View Full Version : I7 or I5 processor - Laptop
MarkieMark
August 20th, 2012, 06:40 AM
Should I get the I5 or the I7 processor in my laptop as there is £140 difference: The I5 processor is I5-2450M and the I7 is I7-3612. I will be playing games like The Sims 2 and The Sims 3 and the Laptop will have 8GB RAM and a Graphics Card AMD Radeon HD 7670M inside. Could you tell me which to get? The I5 is a Sandy Bridge and I7 Ivy Bridge, I5 - 2.5GHz I7 - 2.1GHz but both can go upto 3.0GHz Many Thanks
Azunite
August 20th, 2012, 09:10 AM
You wouldn't need the i7.
MarkieMark
August 20th, 2012, 09:30 AM
You wouldn't need the i7. Would it be worth getting it just incase I ever did?
Dark_Desires
August 20th, 2012, 10:25 AM
I agree with Azunite.The i7 is a i5 with hyperthreading and a biger cache.A i5 for gaming is the most u will but if u are doing heavy video rendering in 720p+ or other heavy editing get a i7.And even still the i5 is fine for that process and i7 go in very high end heavy desktops so just get the i5 its a better choice unless u do what i said its used for.
Azunite
August 20th, 2012, 10:43 AM
Would it be worth getting it just incase I ever did?
If you want to play state-of-the-art games, then buy it. But since you indicated the price difference and said that you'd be playing Sims, then I thought you would want the i5.
azorne
August 20th, 2012, 02:26 PM
I don't think you'll need hyperthreading. I run MCMC simulations because I'm doing some college courses, and I still don't use it often...though I have CUDA if I really require that kind of power.
Cognizant
August 20th, 2012, 08:48 PM
You really don't need that "oomph" of extra power from the i7, the i5 would work quite well for your purposes
Steve Jobs
August 21st, 2012, 12:53 AM
Money better spent on a solid state drive, if you're asking me.
azorne
August 21st, 2012, 12:23 PM
Yeah, that's a much better idea, or more RAM in your case.
Aves
August 21st, 2012, 03:09 PM
I have a laptop with an i5 processor and only an Intel HD 4000 and it runs games pretty smooth, you should be fine.
HunterSteele
August 21st, 2012, 11:59 PM
Would it be worth getting it just incase I ever did?
Sure. You can brag about having one.
Money better spent on a solid state drive, if you're asking me.

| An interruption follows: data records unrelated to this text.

PR #4039, opened 2020-10-24
determine duplicate channels using Array.prototype.filter until IE11 de-supported

### LINKED ISSUE #3965: phoenix.js error in IE11
### Environment

* Phoenix version: 1.5.4

### Expected behavior
Works fine with IE11.

### Actual behavior
IE11 throws an exception: “Object doesn't support property or method 'find'”

Commit that has introduced that exception: https://github.com/phoenixframework/phoenix/commit/8b0d39058ca19a3a55249f6392eb940e22047380

The line is 
```js
let dupChannel = this.channels.find(c => c.topic === topic && (c.isJoined() || c.isJoining()))
```

levistovall:
…herwise channels.find
fixes #3965

### DIFF
--- a/assets/js/phoenix.js
+++ b/assets/js/phoenix.js
@@ -1243,7 +1243,7 @@ export class Socket {
 
   leaveOpenTopic(topic) {
     let ver = getInternetExplorerVersion()
-    let dupChannelArrowExpr = c => c.topic === topic && (c.isJoined() || c.isJoining()))
+    let dupChannelArrowExpr = c => c.topic === topic && (c.isJoined() || c.isJoining())
     let dupChannel
     if(ver>=11.0 && ver<12.0) {
       dupChannel = Array.prototype.filter(dupChannelArrowExpr)[0]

Why? They're faster, but smaller, more expensive, and have a shorter lifespan. Not a good tradeoff. If you really want to waste some money, get a touch screen overlay to turn your monitor into a touch screen. Then your friends will be really impressed.
Giles
August 22nd, 2012, 04:32 PM
You should never actually need an I7, unless you intend to do some pretty ridiculously intensive things with the laptop. So you're almost always better off getting an I5 and spending the extra money on a better system in other areas.
Axw_JD
August 28th, 2012, 01:55 AM
i7 all the way. As more and more games start supporting multiple cores, and with Windows 8 the OS itself manages the cores more efficiently, you'll see the gain on the multithreading of the CPU (8 threads vs 4).
Telkanis
August 28th, 2012, 07:27 AM
Money better spent on a solid state drive, if you're asking me.
I completely agree, most demanding games won't even use hyper threading and unless you are connecting it to a screen with crazy high resolution you won't notice a difference. I just built a new computer and went with the i5 for that reason and I had looked over a ton of comparison reports. But a solid state drive is worth it. This is my first computer with a SSD and it's amazing.
Axw_JD
August 28th, 2012, 08:45 PM
I completely agree, most demanding games won't even use hyper threading and unless you are connecting it to a screen with crazy high resolution you won't notice a difference. I just built a new computer and went with the i5 for that reason and I had looked over a ton of comparison reports. But a solid state drive is worth it. This is my first computer with a SSD and it's amazing.
The game itself won't call for HT. It will simply split up different stuff to different processes, and the more processes the CPU can handle in parallel, the better. Also, the more processes your computer can handle, the more responsive it will be regardless of what kind of application you are throwing at it.
SSDs for gaming are worthless right now. Shorter load times are certainly not worth the premium, neither is the faster boot up process (specially with Windows 8's 7 second boot up on HDDs in the horizon). I personally have an SSD for my desktop (along with an HDD for actual storage) and the benefits gaming-wise are marginal. A better CPU, GPU or RAM is 99% of the time more important for gaming performance.
If using it for work though, that is really nice. Compiling a big project from an SSD feels faster, and so does starting heavy applications that load a ton of stuff up front (like an IDE, or Photoshop and the likes)
One last thing: On a laptop, the CPU is the least likely component to be easily replaced later on. If you want to upgrade to an SSD later down the road you can do it without any problems. Doing the same to the CPU is not so easy, or cheap.